It's little more than a year since culture secretary Chris Smith asked the somewhat sour cream of the British film industry assembled at BAFTA whether they really thought it was better to have three separate organisations where they might obtain government-sourced production finance rather than the new umbrella organisation being proposed. "Yes," the dissident producers insisted through gritted teeth. "You're not shouting loud enough," said Smith, and the Film Council was born.
As chief executive John Woodward makes clear, the Film Council is "a creation of government not of the industry", though he maintains it has been "broadly welcomed". It's too early for producers to make an educated or even rude assessment about the new structure, because in production terms it's only just up and running. The general feeling is typically project oriented - never mind the structure, it's a good time to propose ideas as the new fund managers settle in, though it's also hard to get them to say quite what they want.

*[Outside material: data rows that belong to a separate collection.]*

Issue #305, opened 2016-12-16
tuple.value expose raw values for both edit and create


hongsudt:
tuple.values function to contextualize the values for both edit and create the same way.

PR #306, opened 2016-12-19
tuple.value expose raw values for all entry contexts

RFSH:
Related Issue: #305


hongsudt:
Aref, please make sure to update your test cases as well.

RFSH:
@hongsudt I updated the test cases for create context.

PR #307, opened 2016-12-19
Added default property to referenceColumn

jrchudy:
We want to be able to set default values in recordedit when creating entities. `Column.default` is already a property, so I'm just exposing the default value for the `referenceColumn` object.


RFSH:
@jrchudy What should this default value be in case of composite foreign keys?

jrchudy:
@RFSH, I don't think composite foreign keys should ever have a default value define in the model for them.

RFSH:
@jrchudy So shouldn't the `default` be undefined in those cases?
```javascript
 if (typeof foreignKey === 'undefined' || !foreignKey.simple) {
  this.default = column.default;
}
```

Issue #275, opened 2016-11-08
supporting non-lexical sorting (e.g. allow sorting to be done based on a different columns)


hongsudt:
For example, in RBK and Facebase, there is a column called `age stage` that has values like `3.5 weeks, 10 weeks, etc.` When this column is sorted, it needs to be sorted based on their ordinal ranking e.g. 3.5 comes before 10 weeks. 

@karlcz @robes should we add an annotation to specify the mapping columns to be used for sorting? 

Another related issue.. since each column can be annotated with a markdown.. How do we deal with sorting for those columns. Pesudo-columns have the same issue..

karlcz:
We already have a row_order annotation which could be applied on a domain table.  So maybe what you're asking for is a heuristic to assume that sorting by foreign keys should actually sort by the row_order of the referenced domain table instead of the actual foreign key value?

You would need to form a joined entity path and include the other column in the projection so that you can ask for sort based on that column.  I.e. if your age stage column is a foreign key to an age-stage domain table which includes a ranking column, you need to include this domain table in the join and project the ranking column and mention the ranking column in the sort modifier.

ERMrest only allows sorting by **output** columns in the projection.

karlcz:
After further discussion, I agree that the case with markdown_pattern creates a problem. We cannot realistically determine a semantic sort order for columns where the presentation has been remapped by an arbitrary markdown_pattern expansion.

So, we probably need an annotation to suggest a "column_order" using the same array of sort keys as in the "row_order" annotation option.  With this, the app could apply sort when the user requests sorting on a column. Without this, the app should probably disable sorting on columns that have been transformed by markdown_pattern expansion.

For psuedo columns, I think we could inherit the row_order from the linked domain table instead. We might also allow the column_order annotation on a foreign key in order to explicitly override the generic domain table row_order?

karlcz:
I pushed [column_order annotation options](https://github.com/informatics-isi-edu/ermrest/commit/171f81912ce463e408f305361f4724bfe9d0bba9?short_path=cf73c73#diff-cf73c73d214853f687df4473ad3e234a)

Issue #246, opened 2016-10-21
Sort Reference with PseudoColumn


RFSH:
Currently we are using `Column.name` for sorting the reference. In case of `PseudoColumn`, the `name` property will not return a proper value and therefore we cannot continue using that. We should find a better solution on how to sort reference using `PseudoColumn`.

PR #312, opened 2016-12-22
supporting non-lexical sorting (e.g. allow sorting to be done based on a different columns)

RFSH:
This PR adds `column_order` annotation support for [column](https://github.com/informatics-isi-edu/ermrest/blob/master/user-doc/annotation.md#2016-column-display), [foreignkey](https://github.com/informatics-isi-edu/ermrest/blob/master/user-doc/annotation.md#2016-foreign-key), and [key](https://github.com/informatics-isi-edu/ermrest/blob/master/user-doc/annotation.md#2017-key-display).

It also includes adding `origColumnName` to the related tables, which chaise is will use for prefill. Previously chaise was using `origFKR` to find the pseudo-column, while it could cause some bugs (the pseudo-column name is not necessarily the constraint-name of foreign key).

Related Issues: #246 , #275, #326 

**This PR will break the chaise testcases. [chaise#972](https://github.com/informatics-isi-edu/chaise/pull/972) contains the required fixes.**


js/reference.js
```diff
@@ -881,32 +939,47 @@ var ERMrest = (function(module) {
...
+                        sortCols = sortObject.map(function(sort) {return sort.column;});
+                    }
 
+                    addedCols = {};
+                    for(k = 0; k < sortCols.length; k++) {
+                        if (sortCols[k] in sortMap) {
+                            // sort column has been created via PseudoColumn, so we should use a new alias
+                            sortColumn = module._fixedEncodeURIComponent(sortCols[k]) + ":=" + sortMap[sortCols[k]];
+                        } else {
+                            sortColumn = module._fixedEncodeURIComponent(sortCols[k]);
```
RFSH: It is column name (string).

RFSH:
@jrchudy I made some changes to the PR:
- Fix the typo in function name.
- Fix the issue with encoding while sorting.
- Add some test cases for encoding.

PR #315, opened 2017-01-05
Unalias keys in page returned from reference.update

jrchudy:
The update function handles updating multiple records at a time already. To work with this in the UI, we needed to make sure that the page returned from `reference.update()` had the keys in the data properly named. They were being returned as the aliased column name rather than the column name, so the resultset view for `recordedit` was getting `undefined` for values in `page.tuple.values`.

These changes should fix that. Rather than using the response data from the ermrest request to generate the Page object, I slice the alias off the end of the keys returned (keys are the aliased column names) from ermrest and create a new object to put into the data array used to create a Page.


jrchudy:
This PR is ready for review again. I made changes to the tests to verify that `page.data` does indeed have the submitted data in it when ermrest returns it from the put request.

PR #317, opened 2017-01-07
fixes #311 stringify objects

### LINKED ISSUE #311: Stringify JSON for presentation
This seems like something we can handle in ermrestjs rather than Chaise. We need to `JSON.stringify(...)` objects. This is probably something to handle in Column format values function for columns of type `json`/`jsonb`. 

If this isn't a trivial fix somewhere in that code, then we should have some further discussion.

This issue is related to #146

robes:
This just addressed the issue that when `printText` encounters an Object it uses JSON.stringify() to produce the text rather than object.toString().

### DIFF
--- a/js/utilities.js
+++ b/js/utilities.js
@@ -599,6 +599,9 @@ var ERMrest = (function(module) {
             if (value === null) {
                 return '';
             }
+            if (typeof value === 'object') {
+                return JSON.stringify(value);
+            }
             return value.toString();
         },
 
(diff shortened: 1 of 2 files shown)


jrchudy:
Changes don't effect anything negatively. I looked up the difference between `.stringify` and `.toString` and we absolutely want to avoid `.toString` unless we define a `.toString` method for that object.

Merging this PR.

PR #138, opened 2020-05-20
Fix new buildifer lints

j3parker:


j3parker:
(feel free to merge when you get to this, I'll be AFK)

Issue #140, opened 2020-10-27
Check for new .NET Core versions in a cronjob


j3parker:
Add a GitHub workflow that runs nightly to check [Microsoft.NETCore.App.Ref](https://www.nuget.org/packages/Microsoft.NETCore.App.Ref) for new releases. When a new release is found, open an issue. E.g. "Add support for netcoreapp5.0".

This job would need to look at which releases we do support by grepping one of the files or actually running some starlark.

What to do about preview releases? We could ignore them and just get an issue when a new release is GA. It might be nice though if we added support for new versions early via the preview packages (e.g. we could use `5.0.0-preview1234` for `5.0.0`.) If we do this we should have a second cronjob to see if there is a newer preview build/non-preview build available and submit a PR to update the URL/sha256.

omsmith:
Something the keep in mind:

> Warning: To prevent unnecessary workflow runs, scheduled workflows may be disabled automatically. When a public repository is forked, scheduled workflows are disabled by default. **In a public repository, scheduled workflows are automatically disabled when no repository activity has occurred in 60 days.**

Will probably require some manual action to keep it going (click a button in an e-mail) - unless the updates are actually happening often enough and thus we act on them and it stays active :)

j3parker:
Neat!
If we had a few more dependabot-like things, e.g. updating the Bazel version maybe we'd be OK.
Definitely something to keep in mind...

PR #163, opened 2021-04-05
update sdk to 5.0.104

omsmith:


omsmith:
There's also `5.0.201`, but I didn't look into differences. Just updating security patch here. I think we just always want latest though?

j3parker:
> I think we just always want latest though?

I think so.
Related: https://github.com/Brightspace/rules_csharp/issues/140

j3parker (dismissed):

PR #81, opened 2016-05-30
Add support for local network route

lloesche:
This PR adds support for e.g. `-e LOCAL_NETWORK=10.0.0.0/24` so the container stays available on the local network and access doesn't require a proxy.


aaronblair:
This is a good very good addition. I think this is way cleaner than using a proxy.

haugene:
Nice! Definately nice to have it working without a proxy! Would you mind re-creating the pull-request towards the dev-branch? That way we get to test it first, and I want to bundle some more changes into a new version/tag of the container anyways.

lloesche:
Oh of course, recreated as #83.

PR #82, opened 2016-06-02
Updating configs NordVPN

CooperBarrett:
Updating .ovpn configs NordVPN. Add news, removal of old and updating
of existing ones


haugene:
Hey, quick fixing ;)

One thing though, you just imported the ovpn files directly from NordVPN? They need to be adjusted for the container. There is a script called adjustConfigs.sh that can help you with this. I'll also add a comment in the code to show what I mean.

Please also re-create this pull-request against the dev branch. I like to merge and test it there along with other changes before releasing to master.

PS: Do you want to change the default.ovpn? Is it pointing to an old config? If you're on linux you should be able to do something like "ln -s wanted-config.ovpn default.ovpn" and it will update the symlink.

openvpn/nordvpn/AU3 UDP.ovpn
```diff
@@ -28,8 +28,7 @@ reneg-sec 0
 remote-cert-tls server
 
 #mute 10000
-# Read authentication persisted from env
-auth-user-pass /config/openvpn-credentials.txt
```
haugene: Should not remove path to username/password

openvpn/nordvpn/AU10 UDP.ovpn
```diff
@@ -0,0 +1,92 @@
...
+persist-tun
+ping 15
+ping-restart 0
+ping-timer-rem
+reneg-sec 0
+
+remote-cert-tls server
+
+#mute 10000
+auth-user-pass
```
haugene: All configs needs path to username/password-file

CooperBarrett:
Oh ok sorry, actually, I really do anything ...
I'll repeat it to zero before returning. And ok, on the dev branch.

CooperBarrett:
Damn, I think I'm still on the master branch ...

haugene:
Yep, still on master. Don't think you can change branches for a pull request. You will need to close this and create a new one.

PR #83, opened 2016-06-02
Add support for local network route

lloesche:
This PR adds support for e.g. -e LOCAL_NETWORK=10.0.0.0/24 so the container stays available on the local network and access doesn't require a proxy.

This duplicates #81 against dev branch.


haugene:
LGTM. Great addition to the image! 
Thanks for contributing :)

PR #101, opened 2016-07-18
New PIA Profiles

wryspy:
Two changes:

1. Pulled new profiles from PIA after recent changes.  See https://www.privateinternetaccess.com/forum/discussion/21779/we-are-removing-our-russian-presence

**Note: I have not extensively tested each of these new profiles in the container, but the few I did test seemed to work properly.**

~~2. Copied a snippet of code that allows you to access the web interface from the local subnet.  Requires that you pass a new parameter HOST_SUBNET to the container.~~  Didn't notice that '-e LOCAL_NETWORK' was now a thing.  I was working off an old version.  Never mind.  Removed that commit.

Proceed at your own peril... Take it or leave it... if you choose to leave it, no hard feelings.

PR #102, opened 2016-07-18
Replaced OpenVPN profiles with current versions from PIA

wryspy:
Replaced OpenVPN profiles with current versions from PIA.  Modified slightly to point to proper paths where necessary.

Russia profile removed.  See https://www.privateinternetaccess.com/forum/discussion/21779/we-are-removing-our-russian-presence

Supersedes #101 - this PR goes against the dev branch rather than the master.


haugene:
LGTM! Thanks for contributing! :)
Will merge it to master after testing it.

haugene:
Works like a charm. Merged to master.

The FC came about because the new labour government decided it was going to have to make this cottage industry "behave rather more efficiently." According to Woodward, "Film in Britain is a relatively small, undercapitalised, underdeveloped business sector because it has never been able to organise itself to attract significant investment consistently. The existing structures where responsibilities were split between the Arts Council of England, British Screen, the British Film Institute and the British Film Commission didn't make a lot of sense. The purpose was to create a coherent approach to all film issues whether they were cultural or educational or hard industrial, to make sure what we are doing has an industrial imperative."
The bunching together of the BFC, the ACE funding element and British Screen's business and legal team under the Film Council's paw happened in May 2000. Simon Perry, the British Screen commissioning head who resisted the FC idea, departed audibly trailing his concern about what he sees as a narrow, nationalist agenda. The bfi retains its separateness but its funding is controlled by the FC (the bfi publishes this magazine and John Woodward is the bfi's former head). However, issues of education (primarily the bfi's responsibility) are not part of this article's brief.
Film production is our concern here, the thorny, corny anxieties around British cinema: what and who is it for? who gets to make it and why? It's the shiny new fund managers who came into their posts in September who'll be influencing these decisions. As one would expect, there's plenty of energy, enthusiasm and confidence about them. Robert Jones, a former distributor and the producer of Hard Eight and Simon Magus, now head of the high-profile Premiere Fund, seems reflective and easy-going; Jenny Borgars, formerly of British Screen and now leading the Development Fund, is bright if somewhat tentative; Paul Trijbits, the producer of Hardware, The Young Americans and Roseanna's Grave who's in charge of the New Cinema Fund, could talk the hind legs off an entire Donkey Derby. Each of them proves adept, however, at a guarded articulacy that comes close to a corporate style. Woodward himself sets that tone. He approaches matters in a painstaking structural fashion that seems suspicious of the mercurial and cautious of venturing an opinion - but then his is, in the strictest sense, a political appointment.
With £15 million worth of annual production finance already tied up with the three lottery franchises set up in May 1997 and run by DNA, Pathé and the Film Consortium, the FC had £22 million of its lottery pot left to reallocate to "new initiatives". The majority of this has been split as follows: £5 million to the Development Fund, £10 million to the Premiere Fund and £5 million to the New Cinema Fund. While in movie-business terms these sums may not seem a lot, the strategic use of government finance has always been crucial to the maintenance of a British film presence of any kind.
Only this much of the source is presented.